Tant bien que mal elle avait réparé le désordre de son costume. Elle était affreusement pâle encore, mais sa démarche était ferme.
– Je vais me retirer, madame, dit-elle à la baronne. Maîtresse de moi-même, je n’eusse pas accepté une hospitalité qui pouvait attirer tant de malheurs sur votre maison… Hélas!… il ne vous en coûte déjà que trop de larmes et trop de deuils, de m’avoir connue… Comprenez-vous, maintenant, pourquoi je voulais vous fuir?… Un pressentiment me disait que ma famille serait fatale à la vôtre…
– Malheureuse enfant!… s’écria Mme d’Escorval, où voulez-vous aller!…
Marie-Anne leva ses beaux yeux vers le ciel, où elle plaçait toutes ses espérances.
– Je l’ignore, madame, répondit-elle; mais le devoir commande… Je dois savoir ce que sont devenus mon père et mon frère et partager leur sort…
– Quoi!… s’écria Maurice, toujours cette pensée de mort!… Vous savez bien, cependant, que vous n’avez plus le droit de disposer de votre vie!…

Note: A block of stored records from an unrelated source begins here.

PR #3458, opened 2024-08-27
Add ToString methods for better enum string conversion

paulomorgado:
## Description

- Added private `ToString` methods for various comparison `enum`s in `ConditionFactory.cs` to improve readability and maintainability.
- Updated `NewCondition` methods to use these new `ToString` methods for consistent string representation.
- Optimized `boolean` conversion to `string` using a ternary operator.

## Motivation and Context

The result of invoking `ToString` on an `enum` is cached in a limited space and there's no guarantee that the value will be cached for the same value in consecutive invocations.

Having code that returns compile-time generated static `string`s will guarantee that that `string` is always available and easy to access.

Invoking `ToString` in `bool` will return the `string`literals `"True"` or `"False"`, depending on its value. However, invoking `ToLowerInvariant()` on those `String`s will incur in the generation/allocation of a new `string` every time.

## Types of changes

## Checklist

## License

### DIFF
--- a/sdk/src/Core/Amazon.Auth/AccessControlPolicy/ConditionFactory.cs
+++ b/sdk/src/Core/Amazon.Auth/AccessControlPolicy/ConditionFactory.cs
@@ -102,7 +102,7 @@ namespace Amazon.Auth.AccessControlPolicy
         /// <summary>
         /// Enumeration of the supported ways an ARN comparison can be evaluated.
         /// </summary>
-        public enum ArnComparisonType 
+        public enum ArnComparisonType
         {
             /// <summary>Exact matching</summary>
             ArnEquals,
@@ -177,7 +177,7 @@ namespace Amazon.Auth.AccessControlPolicy
         /// <summary>
         /// Enumeration of the supported ways a string comparison can be evaluated.
         /// </summary>
-        public enum StringComparisonType 
+        public enum StringComparisonType
         {
             /// <summary>
             /// Case-sensitive exact string matching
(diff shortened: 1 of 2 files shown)


paulomorgado:
Tests invoking `AssertExtensions.AssertEnumUnchanged` should be added to validate changes to these `enum`s, but I haven't figured out what the best place for it would be.

danielmarbach:
Nice change @paulomorgado

paulomorgado:
> Nice change @paulomorgado

Thanks, @danielmarbach.

Maybe introducing [NetEscapades.EnumGenerators: a source generator for enum performance](https://andrewlock.net/netescapades-enumgenerators-a-source-generator-for-enum-performance/) would be a good option to avoid hand-written code.

peterrsongg (changes requested):
The change itself looks good, but these need unit tests
I think [this](https://github.com/aws/aws-sdk-net/blob/main/sdk/test/UnitTests/Custom/PolicyTests.cs) is a good place to put the tests. 

I think just testing a few is sufficient, probably no reason to test all of them but I would feel more comfortable knowing we had unit tests.

I wrote a method to get the expected hash of the original type

```
    public static class HashingUtils
    {
        private static SHA256 SHA256 = SHA256.Create();
        public static string GetHash(Type type)
        {
            return BitConverter.ToString(SHA256.ComputeHash(Encoding.Default.GetBytes(type.ToString()))).Replace("-","");
        }
    }
```

which you could use to get the expected hash and then pass that in to AssertEnumUnchanged. You may have to tweak it a little

paulomorgado:
> The change itself looks good, but these need unit tests I think [this](https://github.com/aws/aws-sdk-net/blob/main/sdk/test/UnitTests/Custom/PolicyTests.cs) is a good place to put the tests.
> 
> I think just testing a few is sufficient, probably no reason to test all of them but I would feel more comfortable knowing we had unit tests.
> 
> I wrote a method to get the expected hash of the original type
> 
> ```
>     public static class HashingUtils
>     {
>         private static SHA256 SHA256 = SHA256.Create();
>         public static string GetHash(Type type)
>         {
>             return BitConverter.ToString(SHA256.ComputeHash(Encoding.Default.GetBytes(type.ToString()))).Replace("-","");
>         }
>     }
> ```
> 
> which you could use to get the expected hash and then pass that in to AssertEnumUnchanged. You may have to tweak it a little

On it!

normj (approved):

peterrsongg (approved):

Il s’arrêta, il avait failli laisser échapper un secret qui n’était pas le sien… Mais une inspiration lui venant, il se jeta aux pieds de Mme d’Escorvaclass="underline"
– O ma mère, lui dit-il, mère chérie, la laisserons-nous s’éloigner?… Je puis périr en essayant de sauver mon père… Elle serait ta fille alors, elle que j’ai tant aimée, tu reporterais sur elle tes tendresses divines…
Marie-Anne resta.
XXV
Le secret que les approches de la mort avaient arraché à Marie-Anne au fort de la fusillade de la Croix-d ’Arcy, Mme d’Escorval l’ignorait quand elle joignait sa voix aux prières de son fils pour retenir la malheureuse jeune fille.

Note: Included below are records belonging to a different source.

Issue #3463, opened 2024-08-30
Clock skew correction causes repeated retries


cgriebel:
### Describe the bug

The clock skew mitigation makes multiple retries when the API responds with any Error Code in `clockSkewErrorCodes` even if no clock skew is detected.
https://github.com/aws/aws-sdk-net/blob/2fd15245e35206c5063a90a033a4be897da7931a/sdk/src/Core/Amazon.Runtime/Pipeline/RetryHandler/RetryPolicy.cs#L399-L407

This seems to be caused by a recent change in https://github.com/aws/aws-sdk-net/pull/3378 to `IsClockSkew` in the RetryPolicy:
https://github.com/aws/aws-sdk-net/blob/2fd15245e35206c5063a90a033a4be897da7931a/sdk/src/Core/Amazon.Runtime/Pipeline/RetryHandler/RetryPolicy.cs#L456-L462

In cases where there is a legitimate failure (in our case an AuthFailure) unrelated to clock skew, the code now retries until `MaxErrorRetry`; in our case, this causes significant performance degradation.

### Expected Behavior

If there is no clock skew, the client shouldn't retry.

### Current Behavior

The client assumes clock skew and always retries for all `clockSkewErrorCodes`.

### Reproduction Steps

Sample Repository: https://github.com/cgriebel/aws-clock-skew-issue

```csharp
using Amazon;
using Amazon.EC2;
using Amazon.Runtime;


AWSConfigs.LoggingConfig.LogTo = LoggingOptions.Console;
AWSConfigs.LoggingConfig.LogResponses = ResponseLoggingOption.OnError;

var credentials = new BasicAWSCredentials("access-key", "secret-key");

var config = new AmazonEC2Config()
{
    RegionEndpoint = RegionEndpoint.APSoutheast5,

    // 10 isn't required, but a higher retry count makes the performance impact more obvious
    MaxErrorRetry = 10,
};

try
{
    // We need a legitimate failure unrelated to clock skew to demonstrate the behavior, in our case
    // we used a region that was not enabled for the account so that an "AuthFailure" error code is returned.
    var client = new AmazonEC2Client(credentials, config);
    var response = await client.DescribeAccountAttributesAsync();
}
catch (Exception ex)
{
    Console.WriteLine(ex.Message);
}
```

### AWS .NET SDK and/or Package version used

AWSSDK.EC2 3.7.405

### Targeted .NET Platform

.NET 8

### Operating System and version

Windows 11, Debian 12

[...]

PR #3465, opened 2024-09-03
Fixes issue #3463 where repeated retries were happening for error cod…

peterrsongg:
…es that weren't always clockskew related.

In a previous PR to fix a clockskew related threading issue, we updated the list of error codes to retry on. This list was too exhaustive and included error codes such as `AuthFailure` which are not always clockskew related. To not break the previous threading related fix, I added a new property called `SignedAt` to the `IRequest` class. Whenever a request is signed, this value is also populated. 

This way we store the original time that the request was signed at, instead of calling `GetCorrectedUtcNowForEndpoint` inside the `IsClockSkew` method. The previous threading issue revolved around the fact that one thread may update the datetime returned by `GetCorrectedUtcNowForEndpoint` if 2 threads enter `IsClockSkew` simultaneously, leading to the request not being retried on one of the threads. By keeping track of the original time the request was signed at, we ensure that when we calculate the diff, we are using the time which that request was signed at and not one that was overwritten by a separate request in a separate thread.

The second change I made was to separate the `IsClockSkewErrorCode` into 2 lists, where one is guaranteed to be a clockskew error and another which might be a clockskew error. If it is a definite clockskew error we adjust the clockskew and retry. If it is a possible clockskew error we check the difference in `request.SignedAt` and the server time to determine if it is indeed clockskew related and only retry and update the clockskew in that scenario.

**Note**: When updating the clockskew we use the `servertime - correctedUtcNow()` because at this point we want to use the latest time, regardless of which thread we're on.

## Motivation and Context

Fixes issue #3463 
## Testing

I've added unit tests for the exact scenario the user reports in the issue.
DRY_RUN PASSED
## Types of changes

## Checklist

## License

### DIFF
--- a/sdk/src/Core/Amazon.Runtime/Internal/Auth/AWS4Signer.cs
+++ b/sdk/src/Core/Amazon.Runtime/Internal/Auth/AWS4Signer.cs
@@ -1229,6 +1229,7 @@ namespace Amazon.Runtime.Internal.Auth
             }
 
             var signedAt = CorrectClockSkew.GetCorrectedUtcNowForEndpoint(request.Endpoint.ToString());
+            request.SignedAt = signedAt;
             var region = overrideSigningRegion ?? DetermineSigningRegion(clientConfig, clientConfig.RegionEndpointServiceName, request.AlternateEndpoint, request);
 
             // AWS4 presigned urls got S3 are expected to contain a 'UNSIGNED-PAYLOAD' magic string
--- a/sdk/src/Core/Amazon.Runtime/Internal/Auth/CloudFrontSigner.cs
+++ b/sdk/src/Core/Amazon.Runtime/Internal/Auth/CloudFrontSigner.cs
@@ -39,11 +39,12 @@ namespace Amazon.Runtime.Internal.Auth
                 throw new ArgumentOutOfRangeException("awsAccessKeyId", "The AWS Access Key ID cannot be NULL or a Zero length string");
             }
 
-            string dateTime = AWSSDKUtils.GetFormattedTimestampRFC822(0);
-            request.SignedAt = AWSSDKUtils.CorrectedUtcNow;
-            request.Headers.Add(HeaderKeys.XAmzDateHeader, dateTime);
+            DateTime dateTime = CorrectClockSkew.GetCorrectedUtcNowForEndpoint(request.Endpoint.ToString());
+            request.SignedAt = dateTime;
+            string dateTimeString = dateTime.ToString(AWSSDKUtils.RFC822DateFormat, CultureInfo.InvariantCulture);
+            request.Headers.Add(HeaderKeys.XAmzDateHeader, dateTimeString);
 
-            string signature = ComputeHash(dateTime, awsSecretAccessKey, SigningAlgorithm.HmacSHA1);
+            string signature = ComputeHash(dateTimeString, awsSecretAccessKey, SigningAlgorithm.HmacSHA1);
 
             request.Headers.Add(HeaderKeys.AuthorizationHeader, "AWS " + awsAccessKeyId + ":" + signature);
         }
--- a/sdk/src/Core/Amazon.Runtime/Internal/Auth/CloudFrontSigner.cs
+++ b/sdk/src/Core/Amazon.Runtime/Internal/Auth/CloudFrontSigner.cs
@@ -40,6 +40,7 @@ namespace Amazon.Runtime.Internal.Auth
             }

Mais cette circonstance n’inquiétait pas Maurice.
Sa foi en sa mère était absolue, complète; il était sûr qu’elle pardonnerait quand elle apprendrait la vérité.
Les femmes aimantes, chastes épouses et mères sans reproche, gardent au fond du cœur des trésors d’indulgence pour les entraînements de la passion.

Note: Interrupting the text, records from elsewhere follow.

PR #3474, opened 2024-09-12
Address Protocol Tests that are breaking changes

peterrsongg:
## Description

This addresses all the Protocol Tests which we deemed as breaking changes
1. `SimpleScalarPropertiesPureWhiteSpace`: Xml responses that returned pure whitespace in the body of an xml element were being trimmed. For example `     `=>` `. Now we will return the whitespace as is without trimming it.
2. `RestJsonHttpPayloadTraitsWithNoBlobBody` `HttpPayloadTraitsWithNoBlobBody`: If the payload of a response has no data, instead of returning an empty memory stream as the payload we will return null.
3. Unmarshalling an attribute with `@xsi:` was not working, since `@xsi` is a prefix. We will now successfully unmarshall an attribute with a prefix.

Some refactoring of the tt files.
Some other tests were request level changes that weren't breaking but were fixed with the nullability changes (see empty lists/maps tests)

**Note** The other tests in the VNext list can't be addressed until we pull in the latest smithy version, since I added some additional tests for nestedXmlMapsWithXmlName. This would also cause us to pull in a lot of other protocol tests, so should be addressed in a separate PR. Those tests are not breaking changes so it is not critical to ship them in V4.
## Motivation and Context

Need to address in major version as there are breaking changes.
DOTNET_7435

## Testing

DRY_RUN passed in v4.
All protocol tests passed.
## Types of changes

## Checklist

## License

### DIFF
--- a/generator/ServiceClientGeneratorLib/Generators/Marshallers/BaseResponseUnmarshaller.cs
+++ b/generator/ServiceClientGeneratorLib/Generators/Marshallers/BaseResponseUnmarshaller.cs
@@ -1683,7 +1683,8 @@ this.Write(" = (int)context.ResponseData.StatusCode;\r\n");
 		if (!withPrefix)
 		{
 			var locationNameString = locationName.ToString();
-			return locationNameString.StartsWith("xsi:") ? locationNameString.Substring(4) : locationNameString;
+			int colonIndex = locationNameString.IndexOf(":");
+			return colonIndex != -1 ? locationNameString.Substring(colonIndex + 1) : locationNameString;
 		}
         // the locationName and modeled name must only be different for those members which are marshalled on the body.
         if (!string.Equals(locationName.ToString(), member.ModeledName, StringComparison.Ordinal) || member.MarshallLocation != MarshallLocation.Body)
--- a/generator/ServiceClientGeneratorLib/Generators/Marshallers/BaseResponseUnmarshaller.cs
+++ b/generator/ServiceClientGeneratorLib/Generators/Marshallers/BaseResponseUnmarshaller.cs
@@ -1669,7 +1669,7 @@ this.Write(" = (int)context.ResponseData.StatusCode;\r\n");
         2. Use the value of the locationName on the member's target if present
         3. Use the name of the member's target
     */
-    protected string DetermineXmlMarshallName(Member member)
+    protected string DetermineXmlMarshallName(Member member, bool withPrefix = true)
     {
         var locationName = member.data[ServiceModel.LocationNameKey];
         if (locationName == null)
@@ -1680,6 +1680,11 @@ this.Write(" = (int)context.ResponseData.StatusCode;\r\n");
                 return member.Shape.Name;
             return member.MarshallName;
         }
+		if (!withPrefix)
+		{
+			var locationNameString = locationName.ToString();
+			return locationNameString.StartsWith("xsi:") ? locationNameString.Substring(4) : locationNameString;
+		}
         // the locationName and modeled name must only be different for those members which are marshalled on the body.
         if (!string.Equals(locationName.ToString(), member.ModeledName, StringComparison.Ordinal) || member.MarshallLocation != MarshallLocation.Body)
         {
--- a/generator/ServiceClientGeneratorLib/Generators/Marshallers/RestXmlRequestMarshaller.tt
+++ b/generator/ServiceClientGeneratorLib/Generators/Marshallers/RestXmlRequestMarshaller.tt
@@ -124,7 +124,7 @@ namespace <#=this.Config.Namespace #>.Model.Internal.MarshallTransformations
 #>
 				if(<#=variableName + ".IsSet" + member.PropertyName#>())
 <#+
-WriteXmlAttributeString(level + 1,member,variableName, isPayload: false);
+WriteXmlAttributeString(level + 1, member, variableName, isPayload: false);
 #>
 <#+
 			}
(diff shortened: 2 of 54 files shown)


generator/ServiceClientGeneratorLib/Generators/Marshallers/BaseResponseUnmarshaller.cs
```diff
@@ -1680,6 +1680,11 @@ protected string DetermineXmlMarshallName(Member member)
                 return member.Shape.Name;
             return member.MarshallName;
         }
+		if (!withPrefix)
+		{
+			var locationNameString = locationName.ToString();
+			return locationNameString.StartsWith("xsi:") ? locationNameString.Substring(4) : locationNameString;
```
boblodgett, line 1686: Is the prefix always going to be xsi or should we be doing a more generic prefix strip?

generator/ServiceClientGeneratorLib/Generators/Marshallers/RestXmlRequestMarshaller.tt
```diff
@@ -123,7 +123,9 @@ namespace <#=this.Config.Namespace #>.Model.Internal.MarshallTransformations
 			{
 #>
 				if(<#=variableName + ".IsSet" + member.PropertyName#>())
-					xmlWriter.WriteAttributeString("<#=member.MarshallName#>", "<#=member.XmlNamespace#>",<#=member.PrimitiveMarshaller#>(<#=variableName#>.<#=member.PropertyName#>));
+<#+
+WriteXmlAttributeString(level + 1,member,variableName, isPayload: false);
```
boblodgett, line 127: readability: missing spaces after the `,`s

generator/ServiceClientGeneratorLib/Generators/Marshallers/RestXmlRequestMarshaller.tt
```diff
@@ -736,4 +750,39 @@ namespace <#=this.Config.Namespace #>.Model.Internal.MarshallTransformations
...
+<#+
+	// xsi is a common prefix in attributes, but it cannot be included in the local name itself as the xmlWriter class will throw an exception. 
+	// Some services may model the xmlName, with the xsi prefix included like it is here https://github.com/smithy-lang/smithy/blob/main/smithy-aws-protocol-tests/model/restXmlWithNamespace/main.smithy#L147
+	// In this case, we add xsi to the prefix argument of WriteAttributeString and extract the local name.
+	protected void WriteXmlAttributeString(int level, Member member, string variableName,  bool isPayload, Operation operation = null)
+	{
+		var prefix = "";
+		var localName = "";
+		string ns = member.XmlNamespace;
+		if (member.MarshallName.StartsWith("xsi"))
```
boblodgett, line 763: Should this be generic prefix parsing instead?

peterrsongg: Just for some context 

Normally a service would model it like this where they tell us the prefix. In that case we use the prefix provided https://github.com/aws/aws-sdk-net/blob/806efa402e867e444e309960fbb688d6e1bda966/generator/TestServiceModels/restxmlwithnamespace-tests-client/rest-xml-protocol-namespace-2019-12-16.normal.json#L100

But in some cases the service will actually attach `xsi` to the locationName itself like this https://github.com/aws/aws-sdk-net/blob/806efa402e867e444e309960fbb688d6e1bda966/generator/TestServiceModels/restxmlwithnamespace-tests-client/rest-xml-protocol-namespace-2019-12-16.normal.json#L60

Although no actual service does this, the protocol tests want to make sure we can handle that. The only other valid prefix from what I've seen is `xsd` (other than `xsi`), but I don't see a problem with just assuming everything before the first `:` is a prefix, since we can't unmarshall an attribute with a `:` in it anyways. Will make it more generic.

boblodgett (approved):

sdk/test/Services/RestXmlProtocol/Generated/Model/Internal/MarshallTransformations/XmlAttributesRequestMarshaller.cs
```diff
@@ -64,7 +64,7 @@ public IRequest Marshall(XmlAttributesRequest publicRequest)
             {   
                 xmlWriter.WriteStartElement("XmlAttributesRequest", "");
                 if(publicRequest.IsSetAttr())
-                    xmlWriter.WriteAttributeString("test", "",StringUtils.FromString(publicRequest.Attr));
+                        xmlWriter.WriteAttributeString("","test", "",StringUtils.FromString(publicRequest.Attr));
```
dscpinheiro, line 67: Is the extra space before `xmlWriter` intentional? If you're making a change, it'd also be good to add spaces between the `,`, e.g.: 
```csharp
xmlWriter.WriteAttributeString("", "test", "", StringUtils.FromString(publicRequest.Attr))
```

generator/ServiceClientGeneratorLib/Generators/Marshallers/RestXmlRequestMarshaller.tt
```diff
@@ -736,4 +750,40 @@ namespace <#=this.Config.Namespace #>.Model.Internal.MarshallTransformations
 <#=new string(' ', (level) * 4)#>					}
 <#+
 	}
+#>
+<#+
+	// xsi is a common prefix in attributes, but it cannot be included in the local name itself as the xmlWriter class will throw an exception. 
+	// Some services may model the xmlName, with the xsi prefix included like it is here https://github.com/smithy-lang/smithy/blob/main/smithy-aws-protocol-tests/model/restXmlWithNamespace/main.smithy#L147
```
dscpinheiro, line 756: Small nit: In the GitHub UI, you can right click that line and select `Copy permalink`. 

I don't know how often those protocol tests change, but if they do line 147 on the `main` branch may not be the same.

peterrsongg: cool tip! didn't know about that. just updated

sdk/test/Services/RestXmlProtocol/Generated/Model/Internal/MarshallTransformations/XmlAttributesRequestMarshaller.cs
peterrsongg: ah good catch, removed the extra indentation

dscpinheiro (approved):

Elles peuvent mépriser et braver les préjugés hypocrites, celles dont la vertu immaculée n’eut jamais besoin des honteuses transactions du monde.
Et d’ailleurs, est-il une mère qui, secrètement, n’excuse la jeune fille qui n’a pu se défendre de l’amour de son fils, à elle, de ce fils que son imagination pare de séductions irrésistibles!…
Toutes ces réflexions avaient traversé l’esprit de Maurice, et plus tranquille sur le sort de Marie-Anne, il ne songea qu’à son père.
Le jour venait… Maurice déclara qu’il allait endosser un déguisement et se rendre à Montaignac.
À ces mots, Mme d’Escorval se détourna, cachant son visage dans les coussins du canapé pour y étouffer ses sanglots.
Elle tremblait pour la vie de son mari, et voici que son fils se précipitait au-devant du danger… Peut-être; avant le coucher de ce soleil qui se levait, n’aurait-elle ni mari ni fils.
Et pourtant elle ne dit pas: «Non, je ne veux pas!» Maurice ne remplissait-il pas un devoir sacré!… Elle l’eût aimé moins, si elle l’eût cru capable d’une lâche hésitation. Elle eût séché ses larmes s’il l’eût fallu, pour lui dire: «Pars!»
Tout d’ailleurs n’était-il pas préférable aux horreurs de cette incertitude où on se débattait depuis des heures!…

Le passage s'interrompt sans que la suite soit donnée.